• _Saved entries_:
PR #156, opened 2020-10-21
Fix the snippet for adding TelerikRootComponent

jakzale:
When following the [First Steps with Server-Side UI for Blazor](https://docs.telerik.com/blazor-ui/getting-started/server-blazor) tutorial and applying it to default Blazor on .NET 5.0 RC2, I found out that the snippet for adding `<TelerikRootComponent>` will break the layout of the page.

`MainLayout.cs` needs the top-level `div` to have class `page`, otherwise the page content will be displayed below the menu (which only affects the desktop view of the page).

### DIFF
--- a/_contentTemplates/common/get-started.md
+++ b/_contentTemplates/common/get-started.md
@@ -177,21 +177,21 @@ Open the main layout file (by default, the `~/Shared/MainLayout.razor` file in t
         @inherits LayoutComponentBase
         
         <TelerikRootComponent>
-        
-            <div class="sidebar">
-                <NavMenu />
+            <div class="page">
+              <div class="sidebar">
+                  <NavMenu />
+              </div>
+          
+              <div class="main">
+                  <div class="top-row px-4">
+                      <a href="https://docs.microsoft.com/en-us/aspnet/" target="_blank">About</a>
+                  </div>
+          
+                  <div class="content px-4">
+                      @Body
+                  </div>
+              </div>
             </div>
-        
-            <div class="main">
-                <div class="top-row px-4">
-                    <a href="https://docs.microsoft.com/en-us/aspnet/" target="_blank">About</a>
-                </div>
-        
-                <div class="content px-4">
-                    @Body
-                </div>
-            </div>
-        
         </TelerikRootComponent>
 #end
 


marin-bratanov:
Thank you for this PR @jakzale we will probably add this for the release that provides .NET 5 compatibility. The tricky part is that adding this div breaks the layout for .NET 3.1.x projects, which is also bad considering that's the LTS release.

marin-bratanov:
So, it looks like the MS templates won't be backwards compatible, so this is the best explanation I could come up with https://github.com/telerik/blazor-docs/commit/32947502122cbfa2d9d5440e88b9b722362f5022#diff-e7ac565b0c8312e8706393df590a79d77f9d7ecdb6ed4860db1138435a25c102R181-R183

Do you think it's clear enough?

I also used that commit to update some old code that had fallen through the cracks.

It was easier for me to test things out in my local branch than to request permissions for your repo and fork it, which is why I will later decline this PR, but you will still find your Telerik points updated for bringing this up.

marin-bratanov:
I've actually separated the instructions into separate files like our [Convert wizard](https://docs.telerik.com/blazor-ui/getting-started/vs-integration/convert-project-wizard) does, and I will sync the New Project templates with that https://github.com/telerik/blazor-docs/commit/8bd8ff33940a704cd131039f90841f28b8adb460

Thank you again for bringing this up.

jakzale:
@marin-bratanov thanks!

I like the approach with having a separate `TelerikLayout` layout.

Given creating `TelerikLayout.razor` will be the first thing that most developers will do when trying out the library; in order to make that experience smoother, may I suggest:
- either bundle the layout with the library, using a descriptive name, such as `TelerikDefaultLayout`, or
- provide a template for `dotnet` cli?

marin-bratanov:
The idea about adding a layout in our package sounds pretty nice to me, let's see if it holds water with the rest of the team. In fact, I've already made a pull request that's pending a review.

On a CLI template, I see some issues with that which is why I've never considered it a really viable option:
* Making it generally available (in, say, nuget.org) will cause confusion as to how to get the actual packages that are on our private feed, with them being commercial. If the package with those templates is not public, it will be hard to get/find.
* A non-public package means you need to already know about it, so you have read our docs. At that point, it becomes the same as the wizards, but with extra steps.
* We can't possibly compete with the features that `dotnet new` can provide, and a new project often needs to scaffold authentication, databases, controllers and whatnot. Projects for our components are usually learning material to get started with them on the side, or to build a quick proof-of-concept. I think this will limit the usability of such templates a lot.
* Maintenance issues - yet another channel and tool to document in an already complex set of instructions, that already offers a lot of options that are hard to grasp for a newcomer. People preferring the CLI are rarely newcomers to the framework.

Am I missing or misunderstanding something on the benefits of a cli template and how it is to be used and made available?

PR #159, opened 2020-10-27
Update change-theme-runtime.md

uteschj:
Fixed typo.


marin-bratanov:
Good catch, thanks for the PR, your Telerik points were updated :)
--
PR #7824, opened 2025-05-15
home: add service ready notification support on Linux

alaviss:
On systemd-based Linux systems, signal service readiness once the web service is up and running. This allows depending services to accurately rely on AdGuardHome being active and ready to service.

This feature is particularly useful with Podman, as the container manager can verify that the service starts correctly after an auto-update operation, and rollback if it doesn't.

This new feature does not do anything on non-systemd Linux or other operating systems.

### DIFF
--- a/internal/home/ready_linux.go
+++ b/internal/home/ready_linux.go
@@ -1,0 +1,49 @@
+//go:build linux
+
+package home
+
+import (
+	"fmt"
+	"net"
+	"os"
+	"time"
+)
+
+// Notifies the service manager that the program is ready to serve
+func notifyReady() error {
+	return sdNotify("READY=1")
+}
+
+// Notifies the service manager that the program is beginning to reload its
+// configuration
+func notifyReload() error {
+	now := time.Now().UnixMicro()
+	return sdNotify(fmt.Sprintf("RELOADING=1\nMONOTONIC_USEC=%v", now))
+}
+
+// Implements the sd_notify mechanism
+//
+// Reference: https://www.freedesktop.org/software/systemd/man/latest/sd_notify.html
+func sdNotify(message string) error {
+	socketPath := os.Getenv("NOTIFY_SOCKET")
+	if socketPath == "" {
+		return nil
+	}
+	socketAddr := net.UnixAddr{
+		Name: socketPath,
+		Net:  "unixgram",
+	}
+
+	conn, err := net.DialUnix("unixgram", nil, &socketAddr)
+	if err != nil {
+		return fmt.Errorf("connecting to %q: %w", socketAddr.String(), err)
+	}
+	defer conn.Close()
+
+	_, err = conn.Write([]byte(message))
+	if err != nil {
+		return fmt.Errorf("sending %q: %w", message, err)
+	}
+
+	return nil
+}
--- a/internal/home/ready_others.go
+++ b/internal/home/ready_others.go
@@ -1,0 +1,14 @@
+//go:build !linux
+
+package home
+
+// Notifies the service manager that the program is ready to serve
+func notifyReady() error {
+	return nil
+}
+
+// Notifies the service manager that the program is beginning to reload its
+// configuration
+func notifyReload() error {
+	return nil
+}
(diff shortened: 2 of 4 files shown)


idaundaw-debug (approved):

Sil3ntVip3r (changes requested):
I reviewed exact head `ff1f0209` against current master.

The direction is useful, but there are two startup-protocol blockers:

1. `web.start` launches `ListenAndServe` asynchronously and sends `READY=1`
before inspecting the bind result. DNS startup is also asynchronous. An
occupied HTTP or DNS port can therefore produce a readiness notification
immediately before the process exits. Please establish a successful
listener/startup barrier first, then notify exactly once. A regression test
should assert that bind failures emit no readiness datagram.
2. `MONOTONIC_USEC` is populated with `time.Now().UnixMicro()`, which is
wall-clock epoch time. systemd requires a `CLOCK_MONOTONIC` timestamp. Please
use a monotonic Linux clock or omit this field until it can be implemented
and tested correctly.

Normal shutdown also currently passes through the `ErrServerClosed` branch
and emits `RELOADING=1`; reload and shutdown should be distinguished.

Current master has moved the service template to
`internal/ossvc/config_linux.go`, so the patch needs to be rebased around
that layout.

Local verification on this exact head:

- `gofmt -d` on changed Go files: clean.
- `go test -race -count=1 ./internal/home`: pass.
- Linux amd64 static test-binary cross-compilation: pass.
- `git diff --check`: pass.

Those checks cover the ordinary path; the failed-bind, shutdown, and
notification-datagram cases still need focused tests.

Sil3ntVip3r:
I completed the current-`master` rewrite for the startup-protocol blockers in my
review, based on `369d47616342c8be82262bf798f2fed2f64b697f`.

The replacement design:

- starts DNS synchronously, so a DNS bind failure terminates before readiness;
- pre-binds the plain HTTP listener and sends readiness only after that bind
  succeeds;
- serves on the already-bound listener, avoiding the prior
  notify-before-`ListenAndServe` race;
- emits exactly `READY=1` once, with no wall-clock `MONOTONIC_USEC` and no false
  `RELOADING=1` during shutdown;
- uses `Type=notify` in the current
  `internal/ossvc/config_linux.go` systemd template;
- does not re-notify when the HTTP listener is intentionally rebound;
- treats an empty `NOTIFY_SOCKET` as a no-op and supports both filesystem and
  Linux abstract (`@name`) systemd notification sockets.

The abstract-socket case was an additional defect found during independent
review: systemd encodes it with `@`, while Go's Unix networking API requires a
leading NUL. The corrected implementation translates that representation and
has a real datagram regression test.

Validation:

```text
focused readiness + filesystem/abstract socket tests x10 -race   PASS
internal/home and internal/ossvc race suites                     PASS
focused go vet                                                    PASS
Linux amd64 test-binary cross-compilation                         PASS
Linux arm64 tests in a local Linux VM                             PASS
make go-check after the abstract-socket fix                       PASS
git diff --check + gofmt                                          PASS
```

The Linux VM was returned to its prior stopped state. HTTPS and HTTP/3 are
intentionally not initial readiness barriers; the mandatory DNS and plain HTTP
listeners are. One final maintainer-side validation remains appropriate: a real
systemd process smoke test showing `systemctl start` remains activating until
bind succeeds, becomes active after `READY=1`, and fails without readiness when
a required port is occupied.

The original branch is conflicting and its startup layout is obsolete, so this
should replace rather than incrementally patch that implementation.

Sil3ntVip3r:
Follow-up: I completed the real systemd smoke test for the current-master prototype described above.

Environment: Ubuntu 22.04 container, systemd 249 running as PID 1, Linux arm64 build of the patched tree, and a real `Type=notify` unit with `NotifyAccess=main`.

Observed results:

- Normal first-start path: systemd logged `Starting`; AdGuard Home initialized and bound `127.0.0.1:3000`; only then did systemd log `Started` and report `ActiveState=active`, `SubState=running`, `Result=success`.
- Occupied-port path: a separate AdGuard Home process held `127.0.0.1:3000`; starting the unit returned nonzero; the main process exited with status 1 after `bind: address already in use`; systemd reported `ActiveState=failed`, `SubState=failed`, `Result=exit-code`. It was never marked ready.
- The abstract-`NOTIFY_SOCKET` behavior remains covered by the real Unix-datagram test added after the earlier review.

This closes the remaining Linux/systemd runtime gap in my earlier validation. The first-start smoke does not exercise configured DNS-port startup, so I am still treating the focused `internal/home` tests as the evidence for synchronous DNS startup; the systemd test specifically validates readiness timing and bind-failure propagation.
==
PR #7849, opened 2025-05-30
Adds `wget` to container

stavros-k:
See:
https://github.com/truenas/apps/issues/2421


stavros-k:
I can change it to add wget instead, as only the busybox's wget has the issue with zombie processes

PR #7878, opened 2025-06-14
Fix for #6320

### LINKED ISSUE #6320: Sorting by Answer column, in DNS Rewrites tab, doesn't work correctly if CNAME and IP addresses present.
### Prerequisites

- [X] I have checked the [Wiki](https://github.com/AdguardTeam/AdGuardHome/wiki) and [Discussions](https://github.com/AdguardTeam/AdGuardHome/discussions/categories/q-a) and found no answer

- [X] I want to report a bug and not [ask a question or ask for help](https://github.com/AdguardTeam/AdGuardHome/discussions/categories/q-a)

• _Task directions_: Among the entries above, copy exactly only the lines starting with the one containing "- starts DNS" and going through the one containing "- does not re-notify", both ends included.

• _Answer space_:
- starts DNS synchronously, so a DNS bind failure terminates before readiness;
- pre-binds the plain HTTP listener and sends readiness only after that bind
  succeeds;
- serves on the already-bound listener, avoiding the prior
  notify-before-`ListenAndServe` race;
- emits exactly `READY=1` once, with no wall-clock `MONOTONIC_USEC` and no false
  `RELOADING=1` during shutdown;
- uses `Type=notify` in the current
  `internal/ossvc/config_linux.go` systemd template;
- does not re-notify when the HTTP listener is intentionally rebound;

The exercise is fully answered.